TASK DIRECTIONS.
Count the lines below that hold the word "probing" and say how many, with no other text.

PROVIDED MATERIAL.
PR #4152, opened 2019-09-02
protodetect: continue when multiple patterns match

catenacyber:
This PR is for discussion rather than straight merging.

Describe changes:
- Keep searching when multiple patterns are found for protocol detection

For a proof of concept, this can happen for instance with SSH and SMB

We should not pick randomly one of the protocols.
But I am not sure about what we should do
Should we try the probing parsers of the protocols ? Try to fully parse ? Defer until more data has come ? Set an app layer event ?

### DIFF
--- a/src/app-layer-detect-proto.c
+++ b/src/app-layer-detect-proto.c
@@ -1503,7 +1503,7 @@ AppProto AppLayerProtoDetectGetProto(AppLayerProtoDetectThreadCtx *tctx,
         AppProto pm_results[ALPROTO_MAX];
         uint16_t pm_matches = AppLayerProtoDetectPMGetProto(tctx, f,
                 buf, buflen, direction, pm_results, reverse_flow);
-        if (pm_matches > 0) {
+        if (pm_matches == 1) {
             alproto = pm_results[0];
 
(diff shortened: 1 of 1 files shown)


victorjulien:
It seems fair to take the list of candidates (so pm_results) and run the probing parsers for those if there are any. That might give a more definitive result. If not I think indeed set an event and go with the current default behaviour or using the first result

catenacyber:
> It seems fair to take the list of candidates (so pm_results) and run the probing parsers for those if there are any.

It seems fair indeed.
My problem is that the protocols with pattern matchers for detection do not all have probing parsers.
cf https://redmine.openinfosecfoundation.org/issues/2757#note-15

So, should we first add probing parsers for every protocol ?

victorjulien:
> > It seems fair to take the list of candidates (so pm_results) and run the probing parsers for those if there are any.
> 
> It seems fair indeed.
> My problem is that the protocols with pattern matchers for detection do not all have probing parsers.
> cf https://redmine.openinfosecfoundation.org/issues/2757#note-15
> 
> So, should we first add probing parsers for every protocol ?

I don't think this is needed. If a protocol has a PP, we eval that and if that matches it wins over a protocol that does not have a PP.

...

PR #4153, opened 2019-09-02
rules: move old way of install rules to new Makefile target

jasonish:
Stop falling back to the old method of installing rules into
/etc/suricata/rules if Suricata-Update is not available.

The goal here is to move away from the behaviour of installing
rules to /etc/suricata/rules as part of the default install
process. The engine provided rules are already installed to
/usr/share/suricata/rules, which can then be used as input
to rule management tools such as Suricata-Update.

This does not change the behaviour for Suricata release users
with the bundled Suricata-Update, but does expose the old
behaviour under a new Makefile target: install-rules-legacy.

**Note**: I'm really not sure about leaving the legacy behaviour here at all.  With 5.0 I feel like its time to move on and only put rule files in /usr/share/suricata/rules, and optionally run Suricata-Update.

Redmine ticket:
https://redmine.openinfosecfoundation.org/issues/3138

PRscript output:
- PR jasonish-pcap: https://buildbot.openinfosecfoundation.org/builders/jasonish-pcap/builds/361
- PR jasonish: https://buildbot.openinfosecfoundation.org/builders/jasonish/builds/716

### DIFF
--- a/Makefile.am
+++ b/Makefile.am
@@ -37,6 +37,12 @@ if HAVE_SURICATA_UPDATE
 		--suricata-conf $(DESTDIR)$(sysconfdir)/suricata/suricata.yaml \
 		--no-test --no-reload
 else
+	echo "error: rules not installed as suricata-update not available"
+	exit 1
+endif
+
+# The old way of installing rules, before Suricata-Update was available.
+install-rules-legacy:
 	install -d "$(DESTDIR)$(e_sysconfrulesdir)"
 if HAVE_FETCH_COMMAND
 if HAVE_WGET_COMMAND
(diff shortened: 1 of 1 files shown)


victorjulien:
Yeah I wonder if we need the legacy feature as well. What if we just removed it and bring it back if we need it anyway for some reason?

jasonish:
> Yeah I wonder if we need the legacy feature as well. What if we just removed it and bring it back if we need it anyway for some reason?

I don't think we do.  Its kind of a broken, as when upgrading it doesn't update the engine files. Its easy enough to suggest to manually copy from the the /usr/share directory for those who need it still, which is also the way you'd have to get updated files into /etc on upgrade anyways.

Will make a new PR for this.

ANSWER BOX.
8